Everything You Always Wanted to Know About Sex, But Never Knew to Ask
Did you know that in Middle-Eastern Islamic countries it is not only a sin but also a crime to eat a lamb that you've had sex with? Or that the world vanilla comes from a Latin word meaning "vagina" because of the vanilla pod's resemblance to the female genitalia? Or that Grand Tetons literally means "big tits"?
You've probably never even thought about such things. But here they are, in this unusual compilation of strange facts about the facts of life that will make you laugh out loud while your hair stands on end. Highlights include:
* Just the Factoids, Man -- For instance, the number of human ova necessary to repopulate the world could fit into a chicken egg.
* When Sex Goes Horribly Awry -- Don't be caught with your pants down. Learn once and for all the words you didn't find on your SATs, such as "acrotomophilia," "oculolinctus," and "taphephilia."
* Animal Lust -- There is more to sex in the animal kingdom than doing it doggie style. Did you know that a barnacle's penis is 150 percent of its body length?
* They Said What?! -- They said plenty: "I knew her before she was a virgin." (Oscar Levant on Doris Day)
* Sex Styles of the Rich and Famous -- Forget Bill and Monica. Adolf Hitler was a coprophiliac.
* Sex in History -- Catherine the Great did not die under a horse, but she did love to have her feet tickled and her bottom slapped.
* Around the World -- It's good to know, for the next time you're invited to the dinner party of a North-African Siwa man, that he believes you will find him irresistible if he laces your food with his semen.
* Crimes of Passion -- Did you know that in Harrisburg, Pennsylvania, it is illegal to have sex with a truck driver in a tollbooth?

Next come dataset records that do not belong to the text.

PR #69, opened 2015-04-16
Created new property, daoAccess.skipTotalCount

tggagne:
This is a better solution that was submitted earlier today.  Rather than just skipping the row count, the property allows users to decide whether they want it calculated and reported in progress updates or not.

The default value is true.

### DIFF
--- a/src/main/java/com/salesforce/dataloader/config/Config.java
+++ b/src/main/java/com/salesforce/dataloader/config/Config.java
@@ -83,6 +83,14 @@ public class Config {
     public static final int DEFAULT_BULK_API_BATCH_SIZE = 2000;
     public static final long DEFAULT_BULK_API_CHECK_STATUS_INTERVAL = 5000L;
 	public static final String DEFAULT_ENDPOINT_URL = "https://login.salesforce.com";
+	
+	/*
+	 * Issue #59 - Dataloader will not read all the database rows to get a total count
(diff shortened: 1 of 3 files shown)


diracz:
Looks good, except that you included the DataSource class in this pull. Can you remove that file, so it can get merged?

tggagne:
Hmm.  I didn't push DataSource until today, and the pull request was 
from yesterday or this AM, wasn't it?

So, if I need to remove it are you suggesting I revert the commit? Sorry 
for the newbie questions--I'm not yet confident in my fork/pull moves.

tggagne:
I'm looking again at the pull request -- that was submitted 23 hours 
ago.  Why are commits I made this afternoon included in it?

Can I submit another pull request from the commit before DataSource?

diracz:
I'm not an expert on github by any means, but I think the basic idea is to folk per feature, so that you don't get into multiple features on the same fork like here. 
You can either revert the new file (of course, create another fork and put the new file there for the encrypt password feature), or do something like this to split commit:
http://stackoverflow.com/questions/12660839/pull-request-for-only-certain-files-commits

tggagne:
Ok.  This pull request can be killed.  I've submitted request #70.

tggagne:
I think I figured it out.  See Pull request #70. I closed #69.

Wonderfully outrageous and absolutely deadpan, this book is, unbelievably, all true.

Customer Reviews

4 ratings

Some interesting, some just creepy

Read all of the facts in this book. Some of them will make you laugh out loud. Others ... will really make you think. A great book - lots of good trivia questions!

The leader in a VERY small field

The world of sex trivia books is small - at best (and you thought size didn't matter). "Useless Sexual Trivia" is the most comprehensive of the bunch. This is a well-organized, funny list of some of the most unusual, bizarre and just plain creepy sexual practices and habits in the world. We publish a sex trivia newsletter, and for us, this is an indispensable reference work.

Just the Facts Pt. 2

What a wonderful book. Not only will you learn more than you'd ever need to know, but you can chuckle right along with the author as he puts his 2 cents in. Wanna find out once and for all what the average size of a penis is? Do you have any idea what oculolinctus is? I dare ya to find out. Thank me later!

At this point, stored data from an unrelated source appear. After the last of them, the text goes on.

Issue #64, opened 2015-04-15
Can the database password be encrypted in database-conf.xml?


tggagne:
I want to push my database-conf.xml file to a git repository, but am uncomfortable doing so with my password in the clear.

I haven't read in the documentation that DB passwords can be encrypted like the SFDC passwords can.

Does anyone know?

tggagne:
Apparently, the same "encrypt" command used for obscuring passwords in config.properties works for database-conf.xml, too.

tggagne:
I should re-open this.  The encrypted password seems to work for postgres, but does not work for SqlServer.  I have yet to try it with Oracle.  I begin to wonder if the fact it worked with Postgres was an accident or some other environmental issue.

diracz:
I think what you might look into: http://stackoverflow.com/questions/12834604/using-encrypted-password-for-the-datasource-used-in-spring-applicationcontext-xm

DatabaeReader/Writer uses org.apache.commons.dbcp.BasicDataSource, which you can override to have getPassword/setPassword decrypt/encrypt password. 

Hope that helps.

tggagne:
I think it does...

So, if I created a subclass of org.apache.commons.dbcp.BasicDataSource I would have to specify its name in the database-conf.xml's bean for my DB connection?

If the subclass was named ObscuredPasswordDataSource the bean would look like..
```
<bean id="mypostgres" class="org.apache.commons.dbcp.ObscuredPasswordDataSource" .. >
    ...
    <property name="password" value="some encrypted value" />
</bean>
```

tggagne:
Not being a Maven expert... how can I rebuild dataloader from the command line and skip the step where it tries to "install" it on my mac?

tggagne:
diracz, I followed the advice from that stackoverflow link and created a new class, DataSource, that does the simple base64 decoding of the password.

While this obscures the password it doesn't obscure as well as dataloader's encryption/decryption of the sfdc.password.

I would prefer to use that approach, but hacking the Config class doesn't quite seem the right approach.

Do you know how I might get some help or clues if there's a better way to use Config's encryption?

The code has been committed to my repository here.

https://github.com/tggagne/dataloader/commit/e0562ab8cec8e8fb27b70452d0dcc38cfcf05cbd

tggagne:
I hacked in the UncryptUtil stuff, so the password may be decrypted.  To be /totally/ compatible with Config's use of encryption, it needs to use the keyfile -- which it doesn't yet.

[...]

PR #71, opened 2015-04-17
New BasicDataSource subclass uses EncryptionUtil to decrypt database passwords

tggagne:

Humorous sex with a deadpan face.

Any book with the word "Useless" in the title can hardly be criticized for content. But this is actually a surprisingly tasteful dip into what the human race has been doing in and out of bed since the year dot. Chapter titles such as The Unkindest Cut Of All, Animal Lust and Sexual Healing say it all. How the author actually knows that reproductive women have sex three thousand times on average in their life or that Casanova ate fifty oysters for breakfast is not made clear. However, Cosmopolitan magazine is mentioned as a source more than once. There are many memorable one liners here. When Gore Vidal was asked if the first person he had sex with was male or female, he apparently replied that he had been too polite to ask. If other people's sex lives interest you, and they do tend to be more interesting than yours, you are in for a sensational read.